Grab a friend and Watch the Magic

Keep the TV turned off, call another soccer enthusiast who is sulking in their living room like it’s a tomb and go watch youngsters fall in love with the beautiful game. A wonderful thing happens when you watch kids participate in sports: you remember, it’s all a game, and everyone who has ever gone on to play in college or professionally started by simply loving it.

Don’t lie, you remember your youthful exuberance.

We get so wrapped up in standings, transfers, bad-calls, mismanagement, and astronomical salaries when all we watch is the professional game. Seeing kids go out and chase down balls, blast shots on goal, and smile with their teammates and friends is the fastest way to center ourselves and remember why we watch in the first place.
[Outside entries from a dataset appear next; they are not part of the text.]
PR #388, opened 2025-03-12
Add functionality for hippunfold-singlesubject

mackenziesnyder:
- WIP still because I have not been able to test this end-to-end due to constraints with cbs basic
- command to run on a single subject non-bids structured file: 
`hippunfold-singlesubject --input /path/to/input.nii.gz --output /path/to/my/output_folder --subject 001 --modality T1w `
- add: `--use-singularity` or `--use-conda`
- optional, add: `--temp-dir /path/to/tempdir`

### DIFF
--- a/hippunfold/workflow/scripts/single_subject.py
+++ b/hippunfold/workflow/scripts/single_subject.py
@@ -1,0 +1,111 @@
+from argparse import ArgumentParser
+import os
+import tempfile
+import shutil
+import subprocess
+
+def gen_parser():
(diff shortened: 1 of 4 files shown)


hippunfold/workflow/scripts/single_subject.py
akhanf, line 1: Nice! I think you could move this script to be next to the run.py -- 
I also think we could rename it something pithier -- 
hippunfold-quick
hippunfold-ez
hippunfold-easy
hippunfold-now

thoughts? 

the script could be called run_<suffix>.py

There is also the science behind the fact that some of our best conversations come when we have a distraction that doesn’t require us to make eye-contact. Anyone ever find it easier to talk when driving in the car with someone? The same rule applies when there is a care-free soccer game in-front of you. Actively you’re watching, engaging, watching the play build up, but in-between lulls and quiet moments conversation can just come naturally.

Grab a friend, a big thermos of hot chocolate, and enjoy watching those who are just starting to develop their love of soccer.

Lace-up and Have Some Fun

There are leagues for people of all ages. Soccer benefits from being one of those sports that you can play until you’re forty/fifty/you’re-not-done-until-you-say-you’re-done years old.
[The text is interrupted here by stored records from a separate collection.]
Issue #387, opened 2025-03-11
inverted myelin mapping


jordandekraker:
I just checked and the documentation for c3d's `-divide` doesn't match the behaviour (of our current version at least). This means that myelin maps are currently inverted.

akhanf:
closed with #392

PR #392, opened 2025-03-12
Invertedmyelin

jordandekraker:
a very quick fix for https://github.com/khanlab/hippunfold/issues/387

Note: I'm not sure if this is the case for all c3d versions! this was run from autotop_deps.sif


jordandekraker:
@Dhananjhay to pin c3d version, then we will merge

PR #509, opened 2025-07-24
Hole fill radius update, hole reporting in get_boundary_vertices

akhanf:
-updates hole fill radius (fixes the remaining surface issue in HCPUR100)
-adds some reporting on holes in the log for get_boundary_vertices, including the holes as a distinct color in the resulting label gifti too (this label is only for qualitative purposes, doesn't get used otherwise..)


akhanf:
Merging this in, as it doesn't cause any issues -- I'm still seeing some LB solver issues, but actually it looks like just using some light regularization for the solver does the trick, will do that in a separate PR..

Just ask the “oldest winger in town” about when it’s time to quit.

Dickie Borthwick, aged 75 in this photo, has been playing since age 12.

Dickie’s thoughts:

“I have lost a bit of speed, but my thoughts are quick and that really counts. I intend to keep on playing, my legs and knees are still good and sturdy.”

Many times the older generation mixes in wonderfully with the younger players, using experience and trickery to up-end youth and vitality. Grey-haireds and old-heads have a natural confidence on the ball that stems from their understanding that this is all meant to be a good time, no matter the result.

Once again we defer to Dickie:

“I just love to get out there for 90 minutes as often as I can.”

Try to gather people for a pick-up game or small pass and dribble session. Get the blood flowing and feel a little bit of that magic that the pros feel when a ball is at their feet.

Don’t wallow this international break, go participate! Your local scene will appreciate it and you’ll be glad you did.